If I had wrote it in the form of double summation… Life would have been easier

1 Like

how is this no (2000006) achieved in many solutions to solve ?
j-i can be @ max 10^6-1 and k can be max 10^6 so that makes 2*10^6-1 ?

Thanks

1 Like

generally people just approximate the max usage of memory. I think this must be the reason.I used 2000005

This question may be good for other contests like Long Challenge or Cook-offs but they certainly aren’t supposed to be given for Lunchtimes . I have explained this in this post.

3 Likes

hi,
please check my code
what wrong with this??
http://www.codechef.com/viewsolution/7065805

1 Like

@deepak100 here is AC of your code http://www.codechef.com/viewsolution/7070722. Your statement sum = (2*sum%m - n)%m; has problem because modular operations of (a%m-b)%m is not valid always as a%m < b also basically what you have to do is add m to it and calculate modulo

1 Like

what is the formula to get 2nd last line from 3rd last line in your explaination??
∑i=1n(n−i+k+1k+1) Hockey Stick Identity
=∑i=k+1n+k(ik+1)

1 Like

thank u @apptica
i was confused with expression
sum=(2sum%m - n+m)%m; and sum=(2sum%m - n)%m; because if we add any no. m to a no. n and take mod with m then it must resultant 0 …ie. (n+m)%m==n

1 Like

I think he has used the identity C(n+r,r) for range of r . I read this from https://proofwiki.org/wiki/Sum_of_r%2Bk_Choose_k_up_to_n

Exactly. !

is there a need to evaluate inverse factorial

can’t we evaluate nCr(n, r) as (fact[n]/(fact[r]*fact[n-r])) % mod ???

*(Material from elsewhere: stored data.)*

PR #1106, opened 2019-02-06
Automatically delete and load new/modified plugins

scholtzan:
I started working on some plugin stuff and noticed that new plugins added to the plugin directory and modified plugins don't get loaded automatically. So this PR adds this functionality. Also deleted plugins get removed from the editor.

## Review Checklist

### DIFF
--- a/rust/core-lib/src/config.rs
+++ b/rust/core-lib/src/config.rs
@@ -546,6 +546,22 @@ impl ConfigManager {
         }
         None
     }
+
+    /// Path to plugins sub directory inside config directory.
+    /// Creates one if not present.
+    pub(crate) fn get_plugins_dir(&self) -> Option<PathBuf> {
+        let plugins_dir = self.config_dir.as_ref().map(|p| p.join("plugins"));
+
+        if let Some(p) = plugins_dir {
+            if p.exists() {
+                return Some(p);
+            }
+            if fs::DirBuilder::new().create(&p).is_ok() {
+                return Some(p);
+            }
+        }
+        None
+    }
 }
 
 impl TableStack {
--- a/rust/core-lib/src/plugins/catalog.rs
+++ b/rust/core-lib/src/plugins/catalog.rs
@@ -48,6 +48,11 @@ impl<'a> PluginCatalog {
     pub fn reload_from_paths(&mut self, paths: &[PathBuf]) {
         self.items.clear();
         self.locations.clear();
+        self.load_from_paths(paths);
+    }
+
+    /// Loads plugins from paths and adds them to existing plugins.
+    pub fn load_from_paths(&mut self, paths: &[PathBuf]) {
         let all_manifests = find_all_manifests(paths);
         for manifest_path in &all_manifests {
             match load_manifest(manifest_path) {
@@ -79,9 +84,21 @@ impl<'a> PluginCatalog {
         self.items.keys()
     }
 
+    /// Returns the plugin located at the provided file path.
+    pub fn get_from_path(&self, path: &PathBuf) -> Option<Arc<PluginDescription>> {
+        self.items.values().find(|&v| {
+            v.exec_path.to_str().unwrap().contains(path.to_str().unwrap())
+        }).map(|plugin| plugin.clone())
+    }
+
     /// Returns a reference to the named plugin if it exists in the catalog.
     pub fn get_named(&self, plugin_name: &str) -> Option<Arc<PluginDescription>> {
         self.items.get(plugin_name).map(Arc::clone)
+    }
+
+    /// Removes the named plugin.
+    pub fn remove_named(&mut self, plugin_name: &str) {
+        self.items.remove(plugin_name);
     }
 }
 
--- a/rust/core-lib/src/plugins/catalog.rs
+++ b/rust/core-lib/src/plugins/catalog.rs
@@ -85,12 +85,11 @@ impl<'a> PluginCatalog {
     }
 
     /// Returns the plugin located at the provided file path.
-    #[allow(clippy::map_clone)]
     pub fn get_from_path(&self, path: &PathBuf) -> Option<Arc<PluginDescription>> {
         self.items
             .values()
             .find(|&v| v.exec_path.to_str().unwrap().contains(path.to_str().unwrap()))
-            .map(|plugin| plugin.clone())
+            .cloned()
     }
 
     /// Returns a reference to the named plugin if it exists in the catalog.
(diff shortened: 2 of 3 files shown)


rust/core-lib/src/tabs.rs
```diff
@@ -95,6 +96,9 @@ pub const OPEN_FILE_EVENT_TOKEN: WatchToken = WatchToken(2);
 #[cfg(feature = "notify")]
 const THEME_FILE_EVENT_TOKEN: WatchToken = WatchToken(3);
 
+#[cfg(feature = "notify")]
+const PLUGIN_EVENT_TOKEN: WatchToken = WatchToken(4);
```
scholtzan: Just something I was wondering, I'm not sure if it's ideal to manually set the "token id"? It might be better to generate the ID automatically when a new watch token is created and make sure it doesn't already exist. Well. I guess it's fine for now.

@mohitbindal644 you cant do this because to store factorial of large numbers without mod will overflow the size of the defined variable whether it is even long double. Now in fact[] array you will store fact[i] as mod so you need to use inverse modulo

Please see it in reference to the theorem: http://www.artofproblemsolving.com/wiki/index.php/Combinatorial_identity#Hockey-Stick_Identity

I do not get how did you changed the mod to that formula with -n at the end… Can someone stepwise and split and derive please?